• [Exercise prompt]
Go through the records and count every line that holds "model". Only the number belongs in the reply.

________________________________________

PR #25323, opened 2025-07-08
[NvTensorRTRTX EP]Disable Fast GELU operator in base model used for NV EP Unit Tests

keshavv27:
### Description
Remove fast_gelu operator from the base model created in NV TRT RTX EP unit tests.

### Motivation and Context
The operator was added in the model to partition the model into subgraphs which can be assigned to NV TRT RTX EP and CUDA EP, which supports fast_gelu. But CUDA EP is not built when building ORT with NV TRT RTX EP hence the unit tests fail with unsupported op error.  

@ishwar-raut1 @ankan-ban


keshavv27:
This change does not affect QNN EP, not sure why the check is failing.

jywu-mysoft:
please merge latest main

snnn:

________________________________________

• [Answer space]
3